Washington Commanders
- Title: Assistant general manager

Personal information
- Born: La Mesa, California, U.S.

Career information
- Position: Wide receiver
- College: San Diego Mesa (1995–1996); San Diego (1997);

Career history
- San Diego Chargers (1996–1997) Staff assistant; ; Detroit Lions (1998–2023) Player personnel assistant (1998); Area scout (1999–2004); National scout (2005–2007); Assistant director of college scouting (2008–2014); Director of college scouting (2015–2016); Director of player personnel (2016–2021); Senior director of player personnel (2022–2023); ; Washington Commanders (2024–present) Assistant general manager; ;

= Lance Newmark =

American football executive

Lance Newmark is an American professional football executive who is the assistant general manager for the Washington Commanders of the National Football League (NFL). He played college football for the San Diego Mesa Olympians and San Diego Toreros before joining the NFL's San Diego Chargers as a staff assistant in 1996. Newmark later joined the Detroit Lions in 1998, working as a scout and executive in various roles for 26 seasons until joining the Commanders in 2024.

==Early life==
Newmark was born in La Mesa, California. He played college football as a wide receiver for the San Diego Mesa Olympians from 1995 to 1996 before transferring to play the 1997 season with the San Diego Toreros. He graduated from the school with a degree in social sciences.

==Executive career==
Newmark joined the San Diego Chargers in 1996, serving two seasons under general manager Bobby Beathard. With the Chargers, he held the position of staff assistant. In 1998, he left for the Detroit Lions, where he became an assistant in the player personnel department. He then became an area scout for the Lions in 1999. After six years as an area scout, Newmark was promoted to national scout in 2005. He worked in that position from 2005 to 2007.

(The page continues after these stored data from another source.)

PR #232, opened 2022-11-15
Add ristretto255 module

jonas-lj:


fastcrypto/src/ristretto255.rs
```diff
@@ -0,0 +1,168 @@
...
+}
+
+/// Represents a point in the Ristretto group for Curve25519.
+#[derive(Debug)]
+pub struct RistrettoPoint {
+    point: curve25519_dalek_ng::ristretto::RistrettoPoint,
+    bytes: OnceCell<[u8; 32]>,
+}
+
+impl RistrettoPoint {
```
kchalkias, line 44: Do we need scalar to point multiplication + is_identity as well for a complete api?

fastcrypto/src/ristretto255.rs
```diff
@@ -0,0 +1,168 @@
...
+
+    /// Create a scalar from the given `u64`.
+    pub fn from(value: u64) -> RistrettoScalar {
+        RistrettoScalar(curve25519_dalek_ng::scalar::Scalar::from(value))
+    }
+
+    /// Create a scalar from the low 255 bits of the given 256-bit integer.
+    pub fn from_bits(value: [u8; 32]) -> RistrettoScalar {
+        RistrettoScalar(curve25519_dalek_ng::scalar::Scalar::from_bits(value))
+    }
```
joyqvq, line 34: would be nice to add some tests for these methods, qq, do we want to return Option instead of Result?

kchalkias: Yes agree with always `returning` a Result for operations that can fail.

fastcrypto/src/ristretto255.rs
jonas-lj: Scalar to point multiplication and map2point is already there as `impl ops::Mul<RistrettoPoint> for RistrettoScalar` and `pub fn from_uniform_bytes(bytes: &[u8; 64]) -> Self` resp. Or is that not what you are referring to? And is_identity should definitely be added.

kchalkias: Indeed re scalar to point.
Map to point is a special function, referred to hash to point sometimes and we usually use the Elligator2 hash function.
Need to check if the Ristretto lib implements Elligator or Elligator2 in https://docs.rs/curve25519-dalek/latest/curve25519_dalek/ristretto/index.html#random-points-and-hashing-to-ristretto

jonas-lj: The `from_uniform_bytes` method in the ristretto lib uses the Elligator map so I think it's already there (see the `hash_from_bytes` function), but maybe it should be renamed. I don't know if it's Elligator or Elligator2 though. It's referred to in the documentation as the "Elligator map" so I'm guessing it's the former, but let me just check.

kchalkias: image

fastcrypto/src/groups/mod.rs
```diff
@@ -0,0 +1,54 @@
...
+
+use serde::de::DeserializeOwned;
+use serde::Serialize;
+
+/// Impl operator overload for the elements of a given group.
+/// * `scalar` -  Type of scalars. Should be equal to group::Scalar.
+/// * `element` - Type of elements. Should be equal to group::Element.
+/// * `group` - Type of group.
+#[macro_export]
+macro_rules! impl_group {
```
jonas-lj, line 12: This macro ensures that operator overloads are implemented for all combinations of borrowed and owned instances.

fastcrypto/src/groups/mod.rs
```diff
@@ -0,0 +1,55 @@
...
+use serde::Serialize;
+
+/// Impl operator overload for the elements of a given group for all combinations of owned and borrowed
+/// values.
+/// * `scalar` -  Type of scalars. Should be equal to group::Scalar.
+/// * `element` - Type of elements. Should be equal to group::Element.
+/// * `group` - Type of group.
+#[macro_export]
+macro_rules! impl_group {
+    ($scalar:ident, $element:ident, $group:ident) => {
```
jonas-lj, line 14: I haven't been able to write a macro that gets the element and scalar types from the group, eg. $group::Element and $group::Scalar, so they have to be given as arguments for now.

huitseeker: We should chat, this is a general place where proc_macros shine.

fastcrypto/src/tests/ristretto255_tests.rs
```diff
@@ -0,0 +1,69 @@
+// Copyright (c) 2022, Mysten Labs, Inc.
+// SPDX-License-Identifier: Apache-2.0
```
huitseeker, line 2: I'd be interested in extending this to the full set of RFC vectors, taking inspiration from https://github.com/pornin/crrl/blob/main/src/ristretto255.rs#L743

huitseeker (commented):
We should chat about macros!
Here's one [old way of doing this](https://github.com/arkworks-rs/snark/pull/62/files#diff-965315447fac5427fb5f047081a2d596ef3416eca2e2dc60698a2235555ab704) (in a different project)

fastcrypto/src/tests/ristretto255_tests.rs
jonas-lj: Done!

fastcrypto/src/groups/ristretto255.rs
```diff
@@ -0,0 +1,178 @@
+// Copyright (c) 2022, Mysten Labs, Inc.
+// SPDX-License-Identifier: Apache-2.0
+
+//! Implementations of the [ristretto255 group](https://ristretto.group/) which is a group of
+//! prime order 2^{252} + 27742317777372353535851937790883648493 built over Curve25519.
```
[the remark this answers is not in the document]
jonas-lj: I'm not sure I understand your first point. It this different from the curve25519_dalek_ng imports currently used?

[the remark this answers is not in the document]
jonas-lj: I've added a link to the RFC -- good idea! 

Regarding the imports, it is on purpose, that I've used qualified paths for curve25519_dalek_ng's RistrettoPoint, since I wanted to make it clear when we are using fast cryptos RistrettoPoint and when we are referring to curve25519_dalek_ng's. Wouldn't there be a conflict if we import it and also use the same name for a new struct?

fastcrypto/src/groups/mod.rs
jonas-lj: Sure!

fastcrypto/src/groups/ristretto255.rs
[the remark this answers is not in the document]
huitseeker: Fair concern! I think the best approach here is to use the as keyword to alias the import:
https://doc.rust-lang.org/book/ch07-04-bringing-paths-into-scope-with-the-use-keyword.html#providing-new-names-with-the-as-keyword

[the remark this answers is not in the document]
jonas-lj: That could work. So something like `use curve25519_dalek_ng::ristretto::RistrettoPoint as ExternalRistrettoPoint`?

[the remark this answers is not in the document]
huitseeker: Exactly!

fastcrypto/src/groups/mod.rs
jonas-lj: I've committed a proc_macro to overload the ops now. Let me know what you think!

fastcrypto/src/groups/mod.rs
```diff
@@ -0,0 +1,39 @@
...
+use serde::Serialize;
+
+pub mod ristretto255;
+
+pub trait AdditiveGroupElement: PartialEq + Eq + Serialize + DeserializeOwned {
+    type Group: AdditiveGroup<Element = Self>;
+}
+
+/// Trait impl'd by additive groups.
+pub trait AdditiveGroup {
```
huitseeker, line 14: This may just be a perception, but the usual way in which this is addressed in a whole bunch of rust libraries is to implement `core::ops::{Add, AddAssign, Mul, MulAssign, Neg, Sub, SubAssign};` which `auto_ops` doesn't seem to (or does it?). 

See this example in the original Ristretto impl:
https://github.com/dalek-cryptography/curve25519-dalek/blob/90292dccf84cdc614c1a5640f2d6cb13bfff9761/src/ristretto.rs#L798-L804

We're newtyping this for encapsulation inside the fastcrypto library. I wonder if we could dramatically reduce the amount of new code we have to maintain by using those traits, specifically, the ability of the `derive_more` crate to derive them on a newtype (when the inner type satisfies them):
https://jeltef.github.io/derive_more/derive_more/#operators

The change that we'd see in this trait then is to remove the arithmetic operations, and put the definition of the `core::ops` as required trait bounds. The present trait would then only contain the stuff that isn't already covered, such as the identity.

Does that make sense?

huitseeker (commented):
While I have left an alternative line of though in #247 I think this is OK for now, with the exception of implementing the group trait on a stub stuct. I think it makes more sense to peg this trait on the EC curve point instead - since this is where most operations will originate from. 

In other terms:
```
pub trait AdditiveGroup {
  type Scalar: ...;
  fn add(self, b: &Self) -> Self:
  fn mul(self, b: &Self::Scalar) -> Self;
   ...
}
```
rather than having two associated types (`Element` and `Scalar`).

jonas-lj:
> While I have left an alternative line of though in #247 I think this is OK for now, with the exception of implementing the group trait on a stub stuct. I think it is simpler to peg this trait on the EC curve point instead - since this is where most operations will originate from.
> 
> In other terms:
> 
> ```
> pub trait AdditiveGroup {
>   type Scalar: ...;
>   fn add(self, b: &Self) -> Self:
>   fn mul(self, b: &Self::Scalar) -> Self;
>    ...
> }
> ```
> 
> rather than having two associated types (`Element` and `Scalar`). I'd happily stamp a refactoring that would transform that.

Thanks for taking the time to help out with this!

While it might be simpler to omit the element trait and put it as part of the group, I think it makes more sense to keep them apart. Both because they represent different properties (representation vs algebraic), and because the above interface now suggests that the `add` method adds two groups which is not the case. And also because I could imagine other implementations of groups where the group struct would not be a stub, holding for example cached values or group parameters.

huitseeker:
> While it might be simpler to omit the Element trait and put it as part of the Group trait, I think it makes more sense to keep them apart. Both because they represent different properties (representation vs algebraic), and because the above interface now suggests that the add method adds two groups which is not the case. 

While I think I understand where you're coming from, I am not sure I have seen instances where that distinction is practiced in Rust. e.g.[`std::ops::Add`](https://doc.rust-lang.org/std/ops/trait.Add.html), [`std::cmp::PartialEq`](https://doc.rust-lang.org/std/cmp/trait.PartialEq.html), or the classic [`zkcrypto::group::Group`](https://github.com/zkcrypto/group/blob/3ec0ce7dec5865b2100e266cad82fc7af1b96f71/src/lib.rs#L55-L93) harbor binary `self`/`Self`-based methods. Yet I haven't seen those traits mistaken for (resp) adding additions, comparing equalities, or adding groups.

I'd be fine with a `AdditiveGroupElement` name for the main trait FWIW.

> And also because I could imagine other implementations of groups where the implementation of the Group trait would not be a stub, holding for example cached values or group parameters.

I'm not sure what makes those utilities hard to define without that struct. Further, each usage of the group's operations would then need to allocate a copy of the struct, which depending on its contents, may be costly.

Where such a stub would be really irreplaceable is if we would like to have several, overlapping instances of `Group` instantiated from the same `GroupElement` type. While that's technically possible (e.g. for a quotient group manipulated implicitly), I'm not sure I see where we'd be likely to use that capability.

jonas-lj:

Newmark was promoted to assistant director of college scouting in 2008, which he served in through 2014, then to director of college scouting in 2015. He remained with the Lions under several different general managers and received another promotion, to director of player personnel, in 2016. By 2020, he was the Lions' longest-serving employee in the scouting department, and after general manager Bob Quinn was fired during the 2020 season, Newmark became one of three who jointly served as de facto general manager for remainder of the year along with Rob Lohman and Kyle O'Brien. Newmark was named senior director of player personnel in 2022.

In 2024, Newmark joined the Washington Commanders as assistant general manager under Adam Peters.

==Personal life==
Newmark is married and has three daughters.